Author Topic: A clearer reporting of "100.0" percent matches  (Read 23436 times)

AntiBotQuestion

  • Jr. Member
  • **
  • Posts: 4
    • View Profile
A clearer reporting of "100.0" percent matches
« on: February 15, 2015, 22:32:02 »
It seems that I can get a "Content" match of "100.0%" even for two files with different length and different bitrate. It is, I think, unreasonable - it is not the same content if it is not the same content (different tags are OK as long as tags are a separately-reported thing).

It might be that the Precise algorithm can tell the difference, but (1) then disclose that, although you like to keep the Precise algorithm a secret, and (2) deduplication based on audio content is an even less sophisticated method than the non-Premium mode; not only is it available in less sophisticated deduplicators, but from a user point of view it is counterintuitive to switch to the more sophisticated method to get a less sophisticated method.

Suggestion: For streams that decode to the truly bit-exact same signal, display "exact" rather than "100.0%". Takes the same space in the table.

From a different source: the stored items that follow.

Issue #3070, opened 2022-04-26
Refactor TagGroup to focus row instead 


LFDanLu:
# 🙋 Feature Request

Discussed in testing session, would be nice if the Tags followed the same pattern as https://github.com/adobe/react-spectrum/pull/3000, aka focusing the row instead of the cell. If possible, move away from using grid hooks and replace with list hooks/state since Tags allow for focusable children. Perhaps try a FocusScope/FocusManager approach instead to navigate between the Tags instead.

Keep in mind that some of the grid specific code might be handling announcements (probably non-issue since we don't have a notion of selected items w/ TagGroup)

After the refactor, revisit the announcement made when focusing a Tag:
Removable tags will read "Cool Tag 2, Remove Cool Tag 2" but don't really indicate how I should remove the tag. Should we add something like "space or delete to remove tag"? (RS)

## 🧢 Your Company/Team

RSP

Issue #3074, opened 2022-04-26
TagGroup accessibility followup


LFDanLu:
# 🐛 Bug Report 
Decide what the behavior should be for the below

- (VO) Stories with disabled tags will read off "tag group table, 3 rows" but because one tag is disabled, I can only access two of them (RS)
  - Is the above announcement confusing enough that we should make disabled rows keyboard focusable? Would we expect VO users to crawl the DOM instead using VO shortcuts and thus they are able to focus the disabled tag in that fashion?
- VO announces nothing when I click the remove button on a Tag, it doesn't move focus to the TagGroup either (RS). 
  - What should the behavior be here? Where should focus go when a Tag is removed? Should clicking on a Tag move focus to the Tag (by extension, should clicking on a non-actionable TableView row move focus to that row? They currently share the same grid hooks hence the same behavior)

## 🧢 Your Company/Team

RSP

reidbarber:
Closing, as these are all either fixed or covered in other issues.

PR #3798, opened 2022-11-29
TagGroup: Add useTagGroupState and fix focus issues

reidbarber:
Closes https://github.com/adobe/react-spectrum/issues/3070, https://github.com/adobe/react-spectrum/issues/3074

## ✅ Pull Request Checklist:

## 📝 Test Instructions:

Open the TagGroup -> onRemove story. After removing a tag, focus should go to the next tag (or previous tag if no next tag) and you should still be able to keyboard navigate between tags using arrow keys.


packages/@react-stately/tag/src/useTagGroupState.ts
```diff
@@ -0,0 +1,56 @@
...
+
+  let keyToRestoreOnRemove = useRef(null);
+
+  useEffect(() => {
+    // If the focused key is removed, restore focus to the tag before, or tag after if no tag before.
+    if (!listState.collection.getItem(state.selectionManager.focusedKey)) {
+      state.selectionManager.setFocusedKey(keyToRestoreOnRemove.current);
+    }
+    keyToRestoreOnRemove.current = listState.collection.getKeyBefore(state.selectionManager.focusedKey) || listState.collection.getKeyAfter(state.selectionManager.focusedKey);
+  }, [listState.collection, state.collection, state.selectionManager]);
```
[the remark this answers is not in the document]
LFDanLu: Also since it seemed like focus was already making it onto another tag, I'm surprised that useSelectableItem wasn't updating the selectionManager's focused key via https://github.com/adobe/react-spectrum/blob/b35d5c02fe900badccd0cf1a8f23bb593419f238/packages/%40react-aria/selection/src/useSelectableItem.ts#L158-L161. Perhaps that doesn't fire/isn't supposed to fire, didn't dig too deeply.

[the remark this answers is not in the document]
reidbarber: I think the focused key was being set, but the key was 'row-N' instead of 'N'. I'll take another look.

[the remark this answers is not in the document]
LFDanLu: If that is the case, that sounds similar to an issue we used to have in ListView when we were still using useGridRow + useGridCell for ListView if I recall correctly (I think it was the due to having the grid collection and the list collection but they contained different bits of information). 

Thinking out loud, maybe we could use useGridList and useGridListItem here instead and tear out the keydown handler from useGridList so that the TagKeyboadDelegate still works? No need to implement/change anything here, I haven't thought this one through just yet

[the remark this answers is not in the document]
reidbarber: > maybe we could use useGridList and useGridListItem here instead

This works, except for useGridListItem keydown taking Left/Right arrow keys. Maybe I can just update useTag to look similar to useGridListItem but remove that keydown handling and anything else not needed.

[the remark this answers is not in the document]
LFDanLu: Bleh, was deleting the keydown handler returned from useGridListItem insufficient? If that's the case perhaps evaluate what stuff would need to be moved into useTag from useGridListItem and we can see what approach is easiest/appropriate.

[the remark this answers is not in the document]
reidbarber: Ahh, yeah that does work. I thought I tried that, but I probably had something missing elsewhere. I'll go forward with trying this.

packages/@react-aria/tag/src/useTag.ts
```diff
@@ -28,26 +28,26 @@ export interface TagAria {
   clearButtonProps: ButtonHTMLAttributes<HTMLButtonElement>
 }
 
-export function useTag(props: TagProps<any>, state: GridState<any, any>): TagAria {
-  let {isFocused} = props;
-  const {
+export function useTag<T extends GridCollection<T>>(props: TagProps<T>, state: GridState<T, T>): TagAria {
```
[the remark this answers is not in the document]
reidbarber: Updated

packages/@react-spectrum/tag/src/Tag.tsx
```diff
@@ -21,7 +22,7 @@ import {useFocusRing} from '@react-aria/focus';
 import {useHover} from '@react-aria/interactions';
 import {useTag} from '@react-aria/tag';
 
-export function Tag<T>(props: SpectrumTagProps<T>) {
+export function Tag<T extends GridCollection<T>>(props: SpectrumTagProps<T>) {
```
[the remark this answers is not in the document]
reidbarber: Updated

packages/@react-stately/tag/src/useTagGroupState.ts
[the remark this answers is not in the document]
reidbarber: Updated to use `useGridList`. Should be working how we now. Also nows focuses the next item after deletion instead of previous, which seems more natural.

packages/@react-spectrum/tag/src/Tag.tsx
```diff
@@ -35,43 +35,43 @@ export function Tag<T>(props: SpectrumTagProps<T>) {
...
           slots={{
             icon: {UNSAFE_className: classNames(styles, 'spectrum-Tag-icon'), size: 'XS'},
-            text: {UNSAFE_className: classNames(styles, 'spectrum-Tag-content', {'tags-removable': allowsRemoving}), ...labelProps}
+            text: {UNSAFE_className: classNames(styles, 'spectrum-Tag-content'), ...labelProps}
           }}>
-
           {typeof children === 'string' ? <Text>{children}</Text> : children}
-          {allowsRemoving && <TagRemoveButton item={item} {...clearButtonProps} UNSAFE_className={classNames(styles, 'spectrum-Tag-action')} />}
+          <ClearSlots>
+            {allowsRemoving && <TagRemoveButton item={item} {...clearButtonProps} UNSAFE_className={classNames(styles, 'spectrum-Tag-action')} />}
```
LFDanLu, line 73: Minor clean up nit: since this is no longer using slots to pass props to the `TagRemoveButton` (and in fact doesn't seem like it was before), mind removing the `useSlotProps` and `clearBtnRef` (not sure what that one is for) in `TagRemoveButton`

packages/@react-stately/tag/package.json
```diff
@@ -0,0 +1,38 @@
...
+    "type": "git",
+    "url": "https://github.com/adobe/react-spectrum"
+  },
+  "dependencies": {
+    "@babel/runtime": "^7.6.2",
+    "@react-stately/grid": "^3.4.1",
+    "@react-stately/list": "^3.6.0",
+    "@react-stately/utils": "^3.0.0",
+    "@react-types/tag": "3.0.0-beta.0",
+    "react-stately": "^3.19.0"
```
LFDanLu, line 30: Any reason to have the `react-stately` monopackage as a dep here? Also don't think you need `"@react-stately/grid"` and  `"@react-stately/utils": "^3.0.0",` anymore

```suggestion
    "@react-stately/list": "^3.6.0",
    "@react-types/tag": "3.0.0-beta.0",
```

packages/@react-types/tag/package.json
```diff
@@ -10,7 +10,9 @@
   },
   "dependencies": {
     "@react-stately/grid": "^3.4.1",
-    "@react-types/shared": "^3.16.0"
+    "@react-types/grid": "^3.1.5",
+    "@react-types/shared": "^3.16.0",
+    "react-stately": "^3.19.0"
```
LFDanLu, line 15:
```suggestion
    "@react-types/shared": "^3.16.0",
    "react-stately": "^3.19.0"
```
Also maybe the IDE autofilled the the `react-stately` here, prob can point directly to `react-stately/list`

LFDanLu (commented):
The behavior looks good to me now, tested on VoiceOver on iPad and TalkBack on Android. Switching to useGridList/useGridListItem seems to have made the cancel button focusable by TalkBack which was a nice bonus since we previously couldn't and thus couldn't delete a tag. 

There is now some iffy behavior that can be optimized/changed with the Talkback experience, namely how it will announce "press space/delete to delete the tag" (we are in Talkback so users probably don't need to hear that?), and how you can focus the row -> then the label -> then the clear button which results in some repetitive announcements. These we can address/figure out if we can fix in a separate PR/issue.

packages/@react-aria/tag/package.json
```diff
@@ -24,10 +24,14 @@
   "dependencies": {
     "@babel/runtime": "^7.6.2",
     "@react-aria/grid": "^3.5.1",
+    "@react-aria/gridlist": "^3.1.1",
     "@react-aria/i18n": "^3.6.2",
     "@react-aria/interactions": "^3.13.0",
+    "@react-aria/selection": "^3.12.0",
```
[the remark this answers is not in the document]
reidbarber: Thanks for catching these dependency issues. Updated these.

packages/@adobe/spectrum-css-temp/components/tags/index.css
```diff
@@ -58,28 +58,37 @@ governing permissions and limitations under the License.
...
-  outline: none;
-}
+  .spectrum-Tag-icon {
+    grid-area: icon;
+    margin-inline-end: var(--spectrum-global-dimension-size-100);
+  }
+
+  .spectrum-Tag-content {
+    grid-area: content;
+    block-size: 100%;
```
snowystinger, line 76: this height 100% is doing nothing because its parent doesn't have a height
you may not need a height at all on this, but if you do, then you need to add height 100% to this class' parent so it'll calculate based on the item which does have a height

packages/@react-aria/tag/src/TagKeyboardDelegate.ts
```diff
@@ -10,25 +10,25 @@
...
+  getFirstKey() {
+    return this.collection.getFirstKey();
   }
 
   getLastKey() {
-    let key = this.collection.getLastKey();
-    let item = this.collection.getItem(key);
-
-    return [...item.childNodes][0].key;
+    return this.collection.getLastKey();
```
snowystinger, line 29: this is likely to behave oddly when in the collapsed mode
just something to keep an eye out for, ActionGroup home/end don't do anything

packages/@react-spectrum/tag/test/TagGroup.test.js
```diff
@@ -296,44 +317,74 @@ describe('TagGroup', function () {
...
+        <TagGroup aria-label="tag group" allowsRemoving onRemove={onRemoveSpy}>
+          <Item key="1" aria-label="Tag 1">Tag 1</Item>
+          <Item key="2" aria-label="Tag 2">Tag 2</Item>
+          <Item key="3" aria-label="Tag 3">Tag 3</Item>
+        </TagGroup>
+      </Provider>
+    );
+
+    let tags = getAllByRole('row');
+    fireEvent.click(tags[0]);
```
snowystinger, line 336: best to use triggerPress
fireEvent will only fire the 'click' event, it won't do any of the pointer/mouse down

packages/@react-spectrum/tag/test/TagGroup.test.js
```diff
@@ -296,44 +317,74 @@ describe('TagGroup', function () {
...
+    expect(onRemoveSpy).not.toHaveBeenCalled();
+
+    let removeButton = within(tags[0]).getByRole('button');
+    fireEvent.click(removeButton);
```
snowystinger, line 340: same thing

packages/@react-spectrum/tag/test/TagGroup.test.js
```diff
@@ -296,44 +317,74 @@ describe('TagGroup', function () {
...
-  //
-  //   debug();
-  //
-  //   let tag = getByRole('row');
-  //   expect(tag).toHaveAttribute('aria-invalid', 'true');
-  // });
+    let tags = getAllByRole('row');
+    userEvent.tab();
+    expect(document.activeElement).toBe(tags[0]);
+    fireEvent.keyDown(document.activeElement, {key: props.keyPress});
```
snowystinger, line 382: pair with keyUp

packages/@react-stately/tag/src/useTagGroupState.ts
```diff
@@ -0,0 +1,34 @@
...
+ * Provides state management for a TagGroup component.
+ */
+export function useTagGroupState<T extends object>(props: TagGroupProps<T>): TagGroupState<T> {
+  let state = useListState(props);
+
+  let keyToRestoreOnRemove = useRef(null);
+
+  useEffect(() => {
+    // If the focused key is removed, restore focus to the tag after, or tag before if no tag after.
+    if (!state.collection.getItem(state.selectionManager.focusedKey)) {
```
snowystinger, line 27: I don't think this is quite right, this will happen for reasons other than the Tag remove button being called

I think useTagGroupState should have a callback 'onRemove' that the aria implementation can call when a tag is removed. Then here we can manage focus at that point in time. It'll be before the next render that way as well, instead of being a render behind as it is now

if a tag is removed some other way, then it is likely that focus isn't on the taggroup at that time, so it's ok I think for now if focus is lost in those cases to the collection of tags

snowystinger (commented):
Noticed that the class `.spectrum-Tags-item` has 
```
  display: grid;
  grid-template-columns: 1fr auto;
  grid-template-areas: "icon content action";
```
but it should have a third column defined
```
  display: grid;
  grid-template-columns: auto 1fr auto;
  grid-template-areas: "icon content action";
```

packages/@react-stately/tag/src/useTagGroupState.ts
reidbarber: I thought that might be the case. Just updated based on this recommendation, thanks.

snowystinger (dismissed):

snowystinger (approved):

ktabors (dismissed):
The testing says "previous" tag the code in stately says "next", unless there is no "next" then it is "previous".

packages/@react-aria/tag/src/useTag.ts
```diff
@@ -10,77 +10,78 @@
...
-  // Don't want the row to be focusable or accessible via keyboard
-  // eslint-disable-next-line @typescript-eslint/no-unused-vars
-  let {tabIndex, ...otherRowProps} = rowProps;
 
-  let {gridCellProps} = useGridCell({
-    node: [...item.childNodes][0],
-    focusMode: 'cell'
-  }, state, tagRef);
+  // We want the group to handle keyboard navigation between tags.
+  delete rowProps.onKeyDownCapture;
```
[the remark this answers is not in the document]
reidbarber: We could set it to undefined down there, but it would do the same thing. And I think we want `onKeyDown` here, we're just removing that handler since it would handle focusing within a cell, which we don't want.

packages/@adobe/spectrum-css-temp/components/tags/index.css
```diff
@@ -58,28 +58,36 @@ governing permissions and limitations under the License.
...
-  outline: none;
-}
+  .spectrum-Tag-icon {
+    grid-area: icon;
+    margin-inline-end: var(--spectrum-global-dimension-size-100);
+  }
+
+  .spectrum-Tag-content {
+    grid-area: content;
+    line-height: calc(var(--spectrum-tag-height) - calc(var(--spectrum-tag-border-size) * 2));
```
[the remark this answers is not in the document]
reidbarber: This style was pre-existing. I think we can improve styles in a follow-up closer to the release of this component if we want. I'm not following the onRemove part.

majornista (approved):

snowystinger (dismissed):

packages/@react-types/list/src/index.d.ts
```diff
@@ -11,4 +11,5 @@
  */
 
 export type {AriaGridListProps, GridListProps} from '@react-aria/gridlist';
+export type {ListState} from '@react-stately/list';
```
LFDanLu, line 14: The exports here for `AriaGridListProps`, `GridListProps`, and `SpectrumListViewProps` were kept in here to preserve back compat, but these props are now exported from their specific packages. IMO we can go ahead and just export ListState from `@react-stately/list` if needed, where did you need this type specifically?

packages/@react-stately/tag/src/useTagGroupState.ts
```diff
@@ -0,0 +1,37 @@
...
+/**
+ * Provides state management for a TagGroup component.
+ */
+export function useTagGroupState<T extends object>(props: TagGroupProps<T>): TagGroupState<T> {
+  let state = useListState(props);
+
+  let onRemove = (key) => {
+    // If a tag is removed, restore focus to the tag after, or tag before if no tag after.
+    let restoreKey = state.collection.getKeyAfter(key) || state.collection.getKeyBefore(key);
+    state.selectionManager.setFocusedKey(restoreKey);
```
LFDanLu, line 30: Can be follow up, but I just noticed that focus seems to be lost when deleting a tag via TalkBack, not sure why that is.

LFDanLu (approved):
Just a couple of things of small things I noticed on this final pass but def can handle in a followup instead

packages/@react-types/list/src/index.d.ts
reidbarber: Good point, I went ahead and removed this export

packages/@react-stately/tag/src/useTagGroupState.ts
reidbarber: We can investigate in a follow-up before release.

snowystinger (approved):

LFDanLu (approved):
LGTM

(That does mean that you might need to round off decoded mp3s  somewhere around -150 dB if you do not calculate with very high precision, if you do not want a CBR and a VBR with the same signal to be reported as different.)

AntiBotQuestion

  • Jr. Member
  • **
  • Posts: 4
    • View Profile
Re: A clearer reporting of "100.0" percent matches
« Reply #1 on: February 22, 2015, 20:42:52 »
It seems that I can get a "Content" match of "100.0%" even for two files with different length and different bitrate. It is, I think, unreasonable - it is not the same content if it is not the same content (different tags are OK as long as tags are a separately-reported thing).

It might be that the Precise algorithm can tell the difference

Obviously not. It just matched "100.0%" Content and "100.0%" precise with different wordlength (20 bits used vs 16 bits used).

Too bad, this piece of software looked promising. Now I have to manually check each possible match, and that takes multiple operations per pair - I cannot even mark and drag them to an application that actually can compare by bits.

Admin

  • Administrator
  • Hero Member
  • *****
  • Posts: 664
    • View Profile
    • https://www.smilarityapp.com
Re: A clearer reporting of "100.0" percent matches
« Reply #2 on: February 29, 2016, 16:25:13 »
Similarity didn't compare files byte by byte, it uses audio data from decoders, some decoders never give raw data (flac, apple quicktime) only converted to some other format. If we also read file second time to calculate some digital signature it takes 2 times more, and everything to have very ephemeral benefit. You can always use any byte by byte duplicate comparing software with hashes for such task.
And Similarity content algorithms compares only starting 30-60 sec. of file not more.